(Collected data)
-*-*-

PR #255, opened 2026-07-29
ci(sonar): run the scanner from CI so coverage is imported; suppress the @Nested S2187 noise

arkstack-dev:
Closes both repo-level Sonar conditions surfaced while dispositioning #254. Neither was a property of that PR.

> ## ⚠️ Two manual steps, or this changes nothing
>
> 1. Add a **`SONAR_TOKEN`** repository secret. Without it the step *skips* by design (so forked PRs don't fail the gate) — analysis simply stays where it is.
> 2. **Turn Automatic Analysis OFF** in the SonarQube Cloud project. It is mutually exclusive with CI analysis: leave it on and SonarQube Cloud **rejects** the CI submission, so the pipeline looks healthy while results keep coming from the old path. This is the failure mode most likely to waste an afternoon.
>
> Both are recorded in `CONTRIBUTING.md` too, since neither is expressible in-repo.

## 1. Coverage was structurally unmeasurable, not untested

`sonar-project.properties` already set `sonar.coverage.jacoco.xmlReportPaths`, and JaCoCo really does emit that XML under `-P coverage` (with per-module ratchet minimums). But **no workflow ever ran a scanner** — analysis came from SonarCloud **Automatic Analysis**, which never builds the project. So the report did not exist when the import ran, the import silently no-opped, and *Coverage on New Code* read **0.0% on every PR regardless of the tests in it**.

The properties file reading as though coverage were tracked is worse than it plainly not being configured — it invites treating a meaningless zero as a signal.

The scan now runs inside `build-and-verify`, immediately after `mvn clean verify -P coverage`, reusing that build's classes and JaCoCo XML instead of paying for a second build. Supporting changes:

- `fetch-depth: 0` on checkout — without full history Sonar cannot attribute new code or blame, and the new-code period silently degrades to "everything"
- `sonar.java.binaries` / `test.binaries` / `libraries` — the CLI scanner does not infer these. (The Maven `sonar:sonar` goal *would*, but it also ignores `sonar-project.properties` entirely, so switching to it would mean migrating all the tuned source/exclusion/CPD config into the POM — a much larger change for no gain.)
- the step is guarded on `SONAR_TOKEN` being non-empty, read from a **job-level** `env` because `secrets` is not available in a step-level `if`

## 2. `java:S2187` — 77 false BLOCKERs, suppressed **provisionally**

The rule fires on the house test shape: tests live in JUnit 5 `@Nested` inner classes, so the outer class has no top-level `@Test` and the analyzer served by Automatic Analysis does not look inside. That is **103 test classes** here and **77 open issues**, none of them real — every one of those classes runs tests.

Suppressed on `**/src/test/java/**/*.java`, with two things written into the file rather than left implicit:

- **The trade-off.** This also hides a genuinely empty test class. Judged the lesser cost against 77 false BLOCKERs, which train reviewers to ignore the rule entirely — and a truly empty test class is something review catches.
- **It may already be unnecessary.** This same PR moves analysis onto a current `sonar-java`, and newer analyzers understand `@Nested`. **Verify against the first CI-based run and delete the suppression if S2187 no longer fires.** Marked `PROVISIONAL` in the file so it does not quietly become permanent.

## Also

`sonar.projectVersion` still read `0.6.0` against a `0.11.0-SNAPSHOT` reactor.

## Verification

YAML parsed and the resulting job structure asserted (step order, the `fetch-depth: 0` on checkout, the job-level env, the guard expression). The analysis path itself can only be verified by the first run on a branch that has the secret — stated rather than claimed green.

### DIFF
--- a/.github/workflows/maven.yml
+++ b/.github/workflows/maven.yml
@@ -107,6 +107,20 @@ jobs:
         #
         # Skipped when the secret is absent (forked pull requests) — a missing token must not fail
         # the build gate.
+        #
+        # continue-on-error, deliberately: this job is the ROOT of the entire pipeline — all eight
+        # other jobs depend on it directly or transitively — so an unhealthy analysis step would take
+        # down every merge gate for a reason unrelated to the code under test. Static analysis is not
+        # a correctness gate here and must never be able to do that.
+        #
+        # It is load-bearing right now, not just prudent: the SonarQube Cloud organisation is
+        # currently without an administrator, so Automatic Analysis cannot be switched off — and
+        # SonarQube Cloud *rejects* a CI submission while it is enabled. Until that is resolved this
+        # step is expected to fail whenever a token is present.
+        #
+        # REMOVE once a CI-based analysis has been confirmed green; leaving it in permanently would
+        # let the analysis rot silently.
+        continue-on-error: true
         if: ${{ env.SONAR_TOKEN != '' }}
         uses: SonarSource/sonarqube-scan-action@v5
 
--- a/.github/workflows/maven.yml
+++ b/.github/workflows/maven.yml
@@ -33,9 +33,18 @@ jobs:
       contents: read
       packages: write   # required for GitHub Packages publish
 
+    env:
+      # Job-level so the guard on the analysis step can read it — `secrets` is not available in a
+      # step-level `if`. Empty on forked PRs, which is exactly when the step must skip rather than fail.
+      SONAR_TOKEN: ${{ secrets.SONAR_TOKEN }}
+
     steps:
       - name: Checkout Code
         uses: actions/checkout@v4
+        with:
+          # Sonar needs full history to attribute new code and blame; a shallow clone silently
+          # degrades the new-code period into "everything".
+          fetch-depth: 0
 
       - name: Cache JDK tarball
         id: jdk-cache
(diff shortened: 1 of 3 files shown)


arkstack-dev:
Blocker confirmed and fixed in `2f6b44de`, along with the two non-blocking notes. One of them I checked and it does not hold — evidence below.

## Blocker — `sonar.organization`: correct, and the risk was understated

You were right that nothing sets it and that Automatic Analysis resolved it server-side. Added `sonar.organization=exeris-systems`, key read from the SonarCloud API rather than guessed.

Your dependency argument was directionally right but **too mild**. `build-and-verify` is not depended on by a couple of gates — it is the **root of the entire graph**:

```
build-and-verify ──┬─ persistence-rls-gate ─ kafka-integration-gate ─ recovery-continuity-gate ─ transport-stress-gate
                   ├─ tls-openssl-matrix
                   ├─ benchmarks ──┐
                   └─ parse-jfr-to-json ─ publish-gh-pages-data
```

All eight other jobs hang off it. A failing analysis step takes down the whole pipeline over something that is not a correctness gate.

**So I took both of your options, not either/or** — and `continue-on-error: true` is load-bearing here rather than a safety net, for a reason that landed after this PR was opened:

> The SonarQube Cloud **organisation currently has no administrator** — the previous admin account stopped being a member of the organisation. A support ticket is open. Automatic Analysis therefore **cannot be switched off**, and Cloud rejects a CI submission while it is enabled.

So adding `SONAR_TOKEN` today would fail the step on the first run on a protected branch — exactly the scenario you predicted, now with a known cause rather than a suspicion. The flag is commented `REMOVE once a CI-based analysis has been confirmed green`, so it does not become permanent cover for a rotting analysis.

`CONTRIBUTING.md` now **orders** the two manual steps instead of listing them: disabling Automatic Analysis is a *precondition* of adding the token, not a companion task. Until the org is fixed, no token is the state you want — the step skips rather than fails.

-*-*-

*What you need to do*.
In the lines above, find the word "false" and copy every line it occurs in.

*Written response*.
## 2. `java:S2187` — 77 false BLOCKERs, suppressed **provisionally**
- **The trade-off.** This also hides a genuinely empty test class. Judged the lesser cost against 77 false BLOCKERs, which train reviewers to ignore the rule entirely — and a truly empty test class is something review catches.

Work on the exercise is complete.